◆ Task requirements ◆
Go through the entries, filter for the word "declared", and copy every line that has it.

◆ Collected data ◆
PR #469, opened 2023-02-27
Draw register add subfigure capacity

CdeTerra:
Changes that allow to combine a register plot with other plots.


pulser-core/requirements.txt
```diff
@@ -1,5 +1,5 @@
 jsonschema
-matplotlib
+matplotlib >= 3.6.2
```
HGSilveri, line 2: This breaks installation for Python 3.7. Can't we avoid all these version requirements by making the plotting happen on custom axes rahter than custom figures?

CdeTerra: Thanks for the comment! It also works, it is simpler, and even more flexible because it allows to draw other plots on the register.

CdeTerra: The only downside I can see is that the `draw` function won't be able to switch to more complex plotting now, combining multiple plots. Let's hope it won't be needed.

HGSilveri (approved):

PR #866, opened 2025-05-19
Make BackendConfig error when receiving unexpected kwargs

### LINKED ISSUE #857: Elevate warning on unexpected arguments in BackendConfig to an error
Currently, when a `BackendConfig` receives unexpected arguments (ie ones not in `BackendConfig._expected_kwargs()`), it raises an warning **if** `BackendConfig._enforce_expected_kwargs is True`. 
Since this is now controlled by the `BackendConfig` subclass, we can elevate it to an error.

HGSilveri:
Closes #857 .

### DIFF
--- a/pulser-core/pulser/register/register.py
+++ b/pulser-core/pulser/register/register.py
@@ -435,6 +435,7 @@ class Register(BaseRegister, RegDrawer):
         kwargs_savefig: dict = {},
         custom_ax: Optional[Axes] = None,
         show: bool = True,
+        draw_empty_sites: bool = False,
     ) -> None:
         """Draws the entire register.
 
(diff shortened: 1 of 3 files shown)


a-corni (approved):
LGTM !

tests/test_backend.py
```diff
@@ -508,8 +508,8 @@ def test_emulation_config():
     try:
         EmulationConfig._enforce_expected_kwargs = True
```
pimvenderbosch, line 509: If you use `mocker.patch` to set this value to `True`, you don't need the `try ... finally` block.

pimvenderbosch (approved):
Looks good! Approved 🎉

tests/test_backend.py
HGSilveri: Good point!

PR #867, opened 2025-05-20
Deny empty sequence for mimic_qpu=True

### LINKED ISSUE #863: QPUs do not accept empty sequences
Currently, in `Backend.validate_sequence(sequecne, mimic_qpu=True)`, we don't raise an error if the sequence is an empty sequence (sequence._empty_sequence is True if the sequence doesn't contain any pulse). However, the QPUs don't accept such Sequences. We should raise an error in `Backend.validate_sequence(sequence, mimic_qpu=True)` if `_empty_sequence=True`.

pimvenderbosch:
As described in #863, our QPUs don't accept empty sequences. Here I've added a check for this in `Backend.validate_sequence`. I've also added the `is_empty` property to conveniently check if the sequence is empty.

Closes #863

### DIFF
--- a/pulser-core/pulser/backend/abc.py
+++ b/pulser-core/pulser/backend/abc.py
@@ -53,10 +53,10 @@ class Backend(ABC):
         if not mimic_qpu:
             return
 
-        if sequence.is_empty:
+        if sequence.is_empty():
             raise ValueError(
-                "'sequence' should not be empty, please add content to it's "
-                "schedule."
+                "'sequence' should not be empty, please add an instruction "
+                "to a declared channel."
             )
 
         if not isinstance(device := sequence.device, Device):
--- a/pulser-core/pulser/backend/abc.py
+++ b/pulser-core/pulser/backend/abc.py
@@ -53,6 +53,12 @@ class Backend(ABC):
         if not mimic_qpu:
             return
 
+        if sequence.is_empty:
+            raise ValueError(
+                "'sequence' should not be empty, please add content to it's "
+                "schedule."
+            )
+
         if not isinstance(device := sequence.device, Device):
             raise TypeError(
                 "To be sent to a QPU, the device of the sequence "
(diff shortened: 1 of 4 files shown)


pulser-core/pulser/sequence/sequence.py
```diff
@@ -326,6 +326,16 @@ def available_channels(self) -> dict[str, Channel]:
...
 
+    @property
+    def is_empty(self) -> bool:
+        """States whether the sequence is empty.
+
+        Note:
+            This is equivalent to testing if the sequence duration is equal to
+            0.
+        """
+        return self.get_duration() == 0
```
HGSilveri, line 337: We have a bunch of `is_...` methods that are not properties, so maybe it would be best if this wasn't a property either

pulser-core/pulser/backend/abc.py
```diff
@@ -53,6 +53,12 @@ def validate_sequence(
         if not mimic_qpu:
             return
 
+        if sequence.is_empty:
+            raise ValueError(
+                "'sequence' should not be empty, please add content to it's "
+                "schedule."
```
HGSilveri, line 59: The notion of "schedule" is internal, how about
```suggestion
                "'sequence' should not be empty, please add an instruction "
                "to a declared channel."
```

tests/test_sequence.py
```diff
@@ -2923,3 +2923,17 @@ def test_sequence_diff(device, parametrized, with_modulation, with_eom):
...
+@pytest.mark.parametrize("channel", ["rydberg_global", "raman_local"])
+def test_sequence_is_empty(reg, device, channel):
+    sequence = Sequence(reg, device)
+    target = (
+        None
+        if channel == "rydberg_global"
+        else sequence._register.qubit_ids[0]
+    )
+    sequence.declare_channel(channel, channel, initial_target=target)
+    assert sequence.is_empty
```
HGSilveri, line 2937: You can check before the channel declaration too

HGSilveri (commented):
Thanks @pimvenderbosch !

HGSilveri (approved):
LGTM!

PR #869, opened 2025-05-21
Bump to v1.6dev0

pimvenderbosch:


pimvenderbosch:
Cannot directly merge from master because a commit needs to be added to bump to `dev` version. Retry is on #870

PR #870, opened 2025-05-21
Bump version to v1.6dev0

pimvenderbosch:


HGSilveri (approved):
LGTM! When you merge, consider changing the message to something like "Bring in changes from v1.5 Release" to avoid having two commits with then same message

PR #871, opened 2025-05-21
Fix implementation of amplitude fluctuation noise

HGSilveri:
- Makes the fluctuations change from run to run instead of pulse to pulse
- Applies the amplitude fluctuations to local channels as well


pulser-simulation/pulser_simulation/hamiltonian.py
```diff
@@ -299,14 +299,15 @@ def add_noise(
...
+                )
                 for slot in ch_samples.slots:
                     add_noise(
                         slot,
                         samples_dict,
                         _ch_obj.addressing == "Global",
-                        amp_fluctuation=max(
-                            0, np.random.normal(1.0, self.config.amp_sigma)
-                        ),
+                        amp_fluctuation=ch_amp_fluctuation,
```
a-corni, line 310: we actually no longer need add_noise to be for each slot, it could be 
add_noise(samples_dict, _ch_obj.addressing == "Global", amp_fluctuation=ch_amp_fluctuation, propagation_dir=_ch_obj.propagation_dir), and have in it samples_dict[qid]["amp"] *= amp_fraction and samples_dict[qid]["det"] += self._doppler_detune[qid]

a-corni (approved):
I have a small comment but otherwise it looks good to me :)

pulser-simulation/pulser_simulation/hamiltonian.py
HGSilveri: Good point!

HGSilveri: Actually, I think it's a bit more complicated than that... For local channels, we are applying the noise only on the pulses applied by the target qubits, which we take from the slots. I'll leave this like this for now

a-corni:
Ah yes sure, then all good, thanks for tackling this !

tests/pulser_simulation/test_simulation.py
```diff
@@ -1701,3 +1701,47 @@ def test_initial_state_sim():
             1e-2,
         )
     )
+
+
+def test_amp_sigma_noise(mod_device):
+    reg = Register({"q0": (0, 0), "q1": (10, 10)})
+    seq = Sequence(reg, mod_device)
+    seq.declare_channel("ch0", "rydberg_global")
+    seq.declare_channel("ch1", "raman_local", initial_target="q0")
```
a-quelle, line 1710: The implementation that Antoine suggested would suffer from the bug that two local channels targeting different qubits at the same timestep would not have their noise factors applied correctly. To test for this, it sounds like a good idea to add a second local channel in the test. I will do the same thing on my end.

tests/pulser_simulation/test_simulation.py
```diff
@@ -1731,17 +1735,46 @@ def test_amp_sigma_noise(mod_device):
...
+    )
+
+    # q1 is acted by both channels
+    expected_q1_dig_samples = noiseless_samples["Local"]["digital"]["q1"][
+        "amp"
+    ]
+    # First pulse on q1 is applied by ch2
+    expected_q1_dig_samples[: pulse1.duration] *= amp_factors["ch2"]
+    # Second pulse on q1 is applied by ch1
+    expected_q1_dig_samples[-pulse1.duration - 1 :] *= amp_factors["ch1"]
```
a-corni, line 1777: Very nice !

PR #872, opened 2025-05-22
Fix Sequence.is_empty() to work on parametrized sequences

HGSilveri:
In #867 , we forgot that `Sequence.get_duration()` can't be called on parametrized sequences. This alternative implementation works for both parametrized and non-parametrized sequences.


pimvenderbosch (approved):
Good catch! LGTM.

a-corni (approved):
Nice catch ! Looks good to me !

PR #877, opened 2025-06-02
[FIX] Enforce consistent dtype in coords

a-corni:
When running
```
import pulser
import numpy as np
reg = pulser.Register.from_coordinates(coords=[np.array([-2.501571, -0.003283], dtype=np.float32), np.array([2.50157 , 0.003283], dtype=np.float32)])
reg.with_automatic_layout(pulser.AnalogDevice)
```
We get an error `ValueError: The coordinate '[-2.5037005  -0.00256802]' is not a part of the RegisterLayout.`.
This is due to the fact that we are comparing exact coordinates in `get_trap_ids_from_coordinates`, and most likely due to an issue when going from an array to a list in generate_trap_coordinates.

This problem is solved when working with float64 arrays. The suggested fix here is then to make the type of the arrays/AbstractArray obtained through the properties of CoordsCollection consistent, make it be always float64.

### DIFF
--- a/tests/test_register.py
+++ b/tests/test_register.py
@@ -50,6 +50,7 @@ def test_creation():
     reg1 = Register(qubits)
     reg2 = Register.from_coordinates(coords, center=False, prefix="q")
     assert np.all(np.array(reg1._coords) == np.array(reg2._coords))
+    assert reg2.sorted_coords.dtype == np.float64
     assert reg1._ids == reg2._ids
 
     reg2b = Register.from_coordinates(coords, center=False, labels=["a", "b"])
@@ -58,9 +59,16 @@ def test_creation():
     with pytest.raises(ValueError, match="Label length"):
         Register.from_coordinates(coords, center=False, labels=["a", "b", "c"])
 
-    reg3 = Register.from_coordinates(np.array(coords), prefix="foo")
+    reg3 = Register.from_coordinates(
+        np.array(coords, dtype=np.float32), prefix="foo"
+    )
     coords_ = np.array([(-0.5, 0), (0.5, 0)])
     assert reg3._ids == ("foo0", "foo1")
+    assert (reg3._coords[0].dtype, reg3._coords[1].dtype) == (
+        np.float32,
+        np.float32,
+    )
+    assert reg3.sorted_coords.dtype == np.float64
     assert np.all(reg3._coords == coords_)
     assert not np.all(coords_ == coords)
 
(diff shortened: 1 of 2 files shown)


HGSilveri (commented):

◆ Expected answer ◆
+                "to a declared channel."
                "to a declared channel."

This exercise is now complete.